Segment Start: Provided data
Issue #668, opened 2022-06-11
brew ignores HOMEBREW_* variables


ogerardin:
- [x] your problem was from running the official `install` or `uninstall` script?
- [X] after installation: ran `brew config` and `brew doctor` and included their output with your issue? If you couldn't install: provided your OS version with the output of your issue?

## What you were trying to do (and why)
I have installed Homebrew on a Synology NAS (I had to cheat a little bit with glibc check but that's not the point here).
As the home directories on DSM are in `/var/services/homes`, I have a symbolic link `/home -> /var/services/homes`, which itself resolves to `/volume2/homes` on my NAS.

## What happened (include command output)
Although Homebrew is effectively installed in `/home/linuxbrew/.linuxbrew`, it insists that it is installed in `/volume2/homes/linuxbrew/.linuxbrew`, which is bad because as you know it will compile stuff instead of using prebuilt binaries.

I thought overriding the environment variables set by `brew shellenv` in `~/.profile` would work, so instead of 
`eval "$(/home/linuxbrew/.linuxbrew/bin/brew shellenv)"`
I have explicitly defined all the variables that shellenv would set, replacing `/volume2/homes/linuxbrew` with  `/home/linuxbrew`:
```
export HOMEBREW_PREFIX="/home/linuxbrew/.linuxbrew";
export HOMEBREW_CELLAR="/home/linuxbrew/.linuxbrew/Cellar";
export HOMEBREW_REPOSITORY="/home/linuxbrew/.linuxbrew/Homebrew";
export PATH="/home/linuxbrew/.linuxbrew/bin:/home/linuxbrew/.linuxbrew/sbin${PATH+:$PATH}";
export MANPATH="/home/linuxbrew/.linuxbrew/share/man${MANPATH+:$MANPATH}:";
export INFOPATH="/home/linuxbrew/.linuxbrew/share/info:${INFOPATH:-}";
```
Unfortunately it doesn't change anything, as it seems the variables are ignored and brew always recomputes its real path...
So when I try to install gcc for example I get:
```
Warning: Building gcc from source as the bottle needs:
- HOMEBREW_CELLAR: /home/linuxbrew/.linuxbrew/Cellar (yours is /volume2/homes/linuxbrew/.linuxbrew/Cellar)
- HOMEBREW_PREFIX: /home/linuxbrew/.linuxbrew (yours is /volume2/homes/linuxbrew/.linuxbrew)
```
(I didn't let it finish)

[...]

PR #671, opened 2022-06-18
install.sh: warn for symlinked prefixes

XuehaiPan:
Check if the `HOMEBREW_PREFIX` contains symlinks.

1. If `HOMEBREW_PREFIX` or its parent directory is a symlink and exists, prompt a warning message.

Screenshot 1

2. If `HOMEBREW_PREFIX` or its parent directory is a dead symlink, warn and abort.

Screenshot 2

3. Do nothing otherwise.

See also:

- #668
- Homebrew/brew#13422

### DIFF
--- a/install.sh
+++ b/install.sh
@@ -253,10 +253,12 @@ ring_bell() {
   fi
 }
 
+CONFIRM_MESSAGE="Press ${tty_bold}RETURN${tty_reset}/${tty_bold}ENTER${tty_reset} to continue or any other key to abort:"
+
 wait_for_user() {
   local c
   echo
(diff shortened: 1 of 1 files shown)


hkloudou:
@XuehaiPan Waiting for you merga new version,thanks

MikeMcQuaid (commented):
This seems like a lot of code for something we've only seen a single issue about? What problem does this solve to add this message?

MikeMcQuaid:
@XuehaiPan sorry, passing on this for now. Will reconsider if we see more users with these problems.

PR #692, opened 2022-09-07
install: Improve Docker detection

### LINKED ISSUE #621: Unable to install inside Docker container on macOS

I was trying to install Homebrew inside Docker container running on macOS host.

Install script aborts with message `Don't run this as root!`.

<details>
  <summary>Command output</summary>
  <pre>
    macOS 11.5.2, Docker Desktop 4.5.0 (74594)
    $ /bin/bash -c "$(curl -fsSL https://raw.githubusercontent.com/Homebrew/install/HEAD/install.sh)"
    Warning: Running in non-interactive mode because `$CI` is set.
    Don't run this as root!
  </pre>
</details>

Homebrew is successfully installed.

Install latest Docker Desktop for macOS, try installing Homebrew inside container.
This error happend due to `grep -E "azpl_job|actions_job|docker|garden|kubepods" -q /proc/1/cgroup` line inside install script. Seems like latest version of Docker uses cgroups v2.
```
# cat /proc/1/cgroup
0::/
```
Segment End: Provided data
Segment Start: Provided data
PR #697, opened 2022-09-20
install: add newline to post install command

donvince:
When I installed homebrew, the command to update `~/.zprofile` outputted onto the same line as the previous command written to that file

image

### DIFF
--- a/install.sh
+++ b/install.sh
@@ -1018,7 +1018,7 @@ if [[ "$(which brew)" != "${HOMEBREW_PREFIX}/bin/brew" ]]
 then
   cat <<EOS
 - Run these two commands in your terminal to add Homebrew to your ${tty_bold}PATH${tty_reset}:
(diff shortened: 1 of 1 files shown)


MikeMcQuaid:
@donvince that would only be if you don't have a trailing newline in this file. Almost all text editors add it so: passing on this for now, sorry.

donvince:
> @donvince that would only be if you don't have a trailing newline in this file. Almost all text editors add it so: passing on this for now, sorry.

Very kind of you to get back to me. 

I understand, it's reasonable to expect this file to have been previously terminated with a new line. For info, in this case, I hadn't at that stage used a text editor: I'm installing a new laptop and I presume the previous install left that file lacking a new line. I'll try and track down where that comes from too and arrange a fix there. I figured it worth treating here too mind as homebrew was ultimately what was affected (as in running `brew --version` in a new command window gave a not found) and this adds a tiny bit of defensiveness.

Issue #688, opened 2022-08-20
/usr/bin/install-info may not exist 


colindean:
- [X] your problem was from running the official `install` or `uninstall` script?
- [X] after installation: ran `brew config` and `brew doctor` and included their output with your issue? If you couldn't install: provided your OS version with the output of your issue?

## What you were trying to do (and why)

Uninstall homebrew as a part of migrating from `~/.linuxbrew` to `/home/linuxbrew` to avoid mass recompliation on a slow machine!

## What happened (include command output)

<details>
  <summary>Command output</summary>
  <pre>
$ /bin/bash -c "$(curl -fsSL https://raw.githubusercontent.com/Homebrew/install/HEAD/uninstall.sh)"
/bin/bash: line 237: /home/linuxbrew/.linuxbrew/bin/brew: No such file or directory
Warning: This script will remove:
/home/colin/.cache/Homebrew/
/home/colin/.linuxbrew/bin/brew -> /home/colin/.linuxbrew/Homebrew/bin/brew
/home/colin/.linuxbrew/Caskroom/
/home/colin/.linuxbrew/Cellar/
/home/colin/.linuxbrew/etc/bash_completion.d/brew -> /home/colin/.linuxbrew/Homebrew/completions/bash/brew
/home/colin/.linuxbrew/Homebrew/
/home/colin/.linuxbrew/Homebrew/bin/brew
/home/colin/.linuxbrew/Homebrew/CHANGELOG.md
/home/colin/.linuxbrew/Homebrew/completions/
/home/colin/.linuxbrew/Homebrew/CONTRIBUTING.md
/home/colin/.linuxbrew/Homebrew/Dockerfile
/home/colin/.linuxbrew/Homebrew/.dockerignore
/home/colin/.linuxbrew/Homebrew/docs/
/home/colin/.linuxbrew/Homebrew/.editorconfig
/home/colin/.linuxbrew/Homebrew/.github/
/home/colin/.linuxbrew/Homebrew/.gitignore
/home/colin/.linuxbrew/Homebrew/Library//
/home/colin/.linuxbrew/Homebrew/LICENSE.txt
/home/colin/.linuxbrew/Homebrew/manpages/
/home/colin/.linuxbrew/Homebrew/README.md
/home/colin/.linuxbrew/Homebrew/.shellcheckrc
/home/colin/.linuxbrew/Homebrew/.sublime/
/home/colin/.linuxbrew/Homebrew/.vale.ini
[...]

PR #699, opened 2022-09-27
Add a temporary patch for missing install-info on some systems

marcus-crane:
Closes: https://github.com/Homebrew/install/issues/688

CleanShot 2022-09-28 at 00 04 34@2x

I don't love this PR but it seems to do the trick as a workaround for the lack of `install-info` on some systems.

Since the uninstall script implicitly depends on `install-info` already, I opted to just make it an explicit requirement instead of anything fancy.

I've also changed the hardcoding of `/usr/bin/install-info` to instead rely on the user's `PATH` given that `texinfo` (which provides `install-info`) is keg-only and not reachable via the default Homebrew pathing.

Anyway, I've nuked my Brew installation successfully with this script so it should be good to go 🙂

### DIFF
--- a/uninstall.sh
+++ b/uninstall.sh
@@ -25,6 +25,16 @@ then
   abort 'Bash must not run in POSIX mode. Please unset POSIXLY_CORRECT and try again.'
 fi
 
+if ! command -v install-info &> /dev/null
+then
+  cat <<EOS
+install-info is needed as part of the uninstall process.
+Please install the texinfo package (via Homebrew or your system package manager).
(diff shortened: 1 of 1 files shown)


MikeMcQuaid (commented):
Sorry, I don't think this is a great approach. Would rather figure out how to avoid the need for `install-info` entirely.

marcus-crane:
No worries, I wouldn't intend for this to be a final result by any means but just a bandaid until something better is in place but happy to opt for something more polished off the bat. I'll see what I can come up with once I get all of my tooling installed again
Segment End: Provided data
* **Task objective**
Go through the entries and copy every line with "Cellar".

* **Written answer**
export HOMEBREW_CELLAR="/home/linuxbrew/.linuxbrew/Cellar";
- HOMEBREW_CELLAR: /home/linuxbrew/.linuxbrew/Cellar (yours is /volume2/homes/linuxbrew/.linuxbrew/Cellar)
/home/colin/.linuxbrew/Cellar/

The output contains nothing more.